DATA UNDER STUDY:
[Start of section]

PR #3858, opened 2026-07-25
fix: show add LOI button when zoomed out

### LINKED ISSUE #3553: [Home screen] "+" fab only shown when zoomed in
The "+" is not shown when zoomed out.

This is likely a relic of the old card behavior when cards were only shown when zoomed in. 

@andreia-ferreira @hassan-nsubuga

arpitagarwal1301:
Fixes #3553

- Keep the Add LOI FAB available regardless of map zoom level.
- Preserve zoom-dependent LOI viewport filtering and map clustering behavior.
- Add focused coverage for the below-clustering-threshold case.

## Verification

- `./gradlew checkCode`
- `./gradlew :app:ktfmtCheck :app:testLocalDebugUnitTest --tests 'org.groundplatform.android.ui.home.mapcontainer.HomeScreenMapContainerViewModelTest'`
- `git diff --check`

## Limitations

- The behavior was not visually exercised on a device; the affected ViewModel state is covered by Robolectric.

### DIFF
--- a/app/src/main/java/org/groundplatform/android/ui/home/mapcontainer/HomeScreenMapContainerViewModel.kt
+++ b/app/src/main/java/org/groundplatform/android/ui/home/mapcontainer/HomeScreenMapContainerViewModel.kt
@@ -130,10 +130,7 @@ internal constructor(
   /** [Feature] clicked by the user. */
   val featureClicked: MutableStateFlow<Feature?> = MutableStateFlow(null)
 
-  /**
-   * List of [Job]s which allow LOIs to be added during field collection, populated only when zoomed
-   * in far enough.
-   */
+  /** List of [Job]s which allow LOIs to be added during field collection. */
   private val adHocLoiJobs: Flow<List<Job>>
 
   private val showJobSelectionModal = MutableStateFlow(false)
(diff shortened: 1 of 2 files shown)


app/src/main/java/org/groundplatform/android/ui/home/mapcontainer/HomeScreenMapContainerViewModel.kt
```diff
@@ -179,8 +176,8 @@ internal constructor(
         .stateIn(viewModelScope, SharingStarted.Lazily, listOf())
 
     adHocLoiJobs =
-      activeSurvey.combine(isZoomedInFlow) { survey, isZoomedIn ->
-        if (survey == null || !isZoomedIn) listOf()
+      activeSurvey.map { survey ->
+        if (survey == null) listOf()
         else survey.jobs.filter { it.canDataCollectorsAddLois && it.getAddLoiTask() != null }
```
andreia-ferreira, line 181: optional: can be slightly simplified with

```suggestion
        survey?.jobs?.filter { it.canDataCollectorsAddLois && it.getAddLoiTask() != null } ?: listOf()
```

andreia-ferreira (approved):

PR #3865, opened 2026-07-30
Show existing LOIs on map while creating a new LOI

cuongnt:
## Summary

When a user draws a new polygon or drops a new pin, already-saved LOIs are now rendered as background features on the map for spatial context.

### `DrawAreaTaskViewModel`
- Inject `LocationOfInterestRepositoryInterface` and `SurveyRepositoryInterface`
- Expose `existingLoiFeatures: StateFlow<Set<Feature>>` derived from `activeSurveyFlow → getValidLois()`

### `DrawAreaTaskMapFragment`
- `renderFeatures()` now combines `draftArea` with `existingLoiFeatures`

### `DropPinTaskViewModel`
- Same injection pattern and `existingLoiFeatures` flow

### `DropPinTaskMapFragment`
- `renderFeatures()` now combines pin features with `existingLoiFeatures`

## Behaviour

Existing LOIs are rendered with `Feature.Type.LOCATION_OF_INTEREST`, `clusterable = false`, `selected = false` — visually consistent with the home map but non-interactive during data collection.

## Testing

Existing Hilt test infrastructure injects real repositories; no test file changes required.


cuongnt:
[ground-android-master.pdf](https://github.com/user-attachments/files/30539384/ground-android-master.pdf)

cuongnt:
[ground-android-master.pdf](https://github.com/user-attachments/files/30539394/ground-android-master.pdf)
Unfortunately, I didn't record a screen video. I've summarized the calibration process to display the drawn polygons on the new batch drawing module in the PDF file above.

app/src/main/java/org/groundplatform/android/ui/datacollection/tasks/point/DropPinTaskViewModel.kt
```diff
@@ -32,22 +37,48 @@ import org.groundplatform.android.ui.map.Feature
...
+  private fun LocationOfInterest.toExistingFeature(): Feature =
+    Feature(
+      id = id,
+      type = Feature.Type.LOCATION_OF_INTEREST,
+      geometry = geometry,
+      style = Feature.Style(job.getDefaultColor()),
+      clusterable = false,
+      selected = false,
+    )
+
```
andreia-ferreira, line 81: instead of duplicating this both in `DropPinTaskViewModel` and `DrawAreaTaskViewModel`, this can be moved to `BaseMapViewModel`, which both fragments can later access with `getMapViewModel()`

app/src/main/java/org/groundplatform/android/ui/datacollection/tasks/polygon/DrawAreaTaskMapFragment.kt
```diff
@@ -66,8 +67,8 @@ class DrawAreaTaskMapFragment @Inject constructor() :
   }
 
   override fun renderFeatures(): Flow<Set<Feature>> =
-    taskViewModel.draftArea.map { feature: Feature? ->
-      if (feature == null) setOf() else setOf(feature)
+    combine(taskViewModel.draftArea, taskViewModel.existingLoiFeatures) { draft, existing ->
+      (if (draft == null) emptySet() else setOf(draft)) + existing
```
andreia-ferreira: can be simplified with
```suggestion
      setOfNotNull(draft) + existing
```

andreia-ferreira (changes requested):
thanks for taking this up! Left some comments to improve the implementation, also could you please add some unit tests for the new logic? 🙏 

the pipeline seems to be failing because the CLA hasn't been signed, you can do that here: https://cla.developers.google.com/

app/src/main/java/org/groundplatform/android/ui/datacollection/tasks/point/DropPinTaskViewModel.kt
cuongnt: This is also a good option.

andreia-ferreira:
this feature has become a high priority, and we're looking to include it in an upcoming release. Since the CLA is still pending, I'm going to close this PR and move forward with: https://github.com/google/ground-android/pull/3871

Thanks again for your contribution and for taking the time to work on this! 🙏

Issue #3866, opened 2026-08-03
Large surveys are unusable in the app


andreia-ferreira:
It was reported by Hai Pham that, when a survey is too large (aprox 2000-5000 LOIs), the app gets stuck in the loading screen and the survey never opens

<img width="360" height="800" alt="Image" src="https://github.com/user-attachments/assets/aef82d52-a5a6-4707-8dbc-d83d2360b929" />

andreia-ferreira:
Updated the title to make this issue cover the 2 main problems:
- The initial survey download 
- Performance of the map with large sets of data

PR #3870, opened 2026-08-04
Improve performance of the map for large surveys

andreia-ferreira:
Towards #3866

The performance of large surveys while in the home screen map was bad and could lead to OOM crashes. This was because every LOI outline was handed to the google maps sdk as soon as the survey loaded, just marked as invisible.

This PR changes that so clusterable items are added to the cluster manager but not to the map. Their outlines are created only when the clusterer decides to draw them individually, and released again once they're absorbed back into a cluster.
Additionally, the algorithm of the cluster manager was set as `NonHierarchicalViewBasedAlgorithm` so that only on-screen features are drawn. This is important especially past the `CLUSTERING_ZOOM_THRESHOLD`, where all polygons would uncluster and render regardless if they were visible or not

Before:

https://github.com/user-attachments/assets/128d2c4c-e895-44b7-97d8-3490bee5099e

After:

[Screen_recording_20260805_190515.webm](https://github.com/user-attachments/assets/e7fd8b6b-13b2-4ef4-a5b6-2571660df3d3)

@shobhitagarwal1612 PTAL?


shobhitagarwal1612 (approved):
🚀🚀🚀

PR #3871, opened 2026-08-05
Show existing LOIs in draw area and drop pin tasks

### LINKED ISSUE #3482: [Map] Show sites already added during geometry-making task
Extension of https://github.com/google/ground-android/issues/3068

Currently, if allowed for the survey, data collected by other surveyors can be seen on the "starting screen" (?) on the map. However, while creating a new geometry, it disappears. 

Would be good to **still see neighboring geometries during creation of new geometries**, because the functionality is partially intended to prevent overlapping boundaries. See video for better understanding.

https://github.com/user-attachments/assets/e373b77f-67db-4c04-a6d7-20cc2321655f

andreia-ferreira:
Fixes #3482 

[Screen_recording_20260805_193830.webm](https://github.com/user-attachments/assets/1a3d680b-d4f2-4dbf-befb-279ca751ff36)

@shobhitagarwal1612  PTAL?


app/src/main/java/org/groundplatform/android/ui/datacollection/tasks/polygon/DrawAreaTaskMapFragment.kt
```diff
@@ -66,8 +67,10 @@ class DrawAreaTaskMapFragment @Inject constructor() :
   }
 
   override fun renderFeatures(): Flow<Set<Feature>> =
-    taskViewModel.draftArea.map { feature: Feature? ->
-      if (feature == null) setOf() else setOf(feature)
+    combine(getMapViewModel().existingLoiFeatures, taskViewModel.draftArea) {
```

[End of section]

WORK REQUIRED:
How many of the lines above contain the string "while"? Give the count alone.

ANSWER BELOW:
3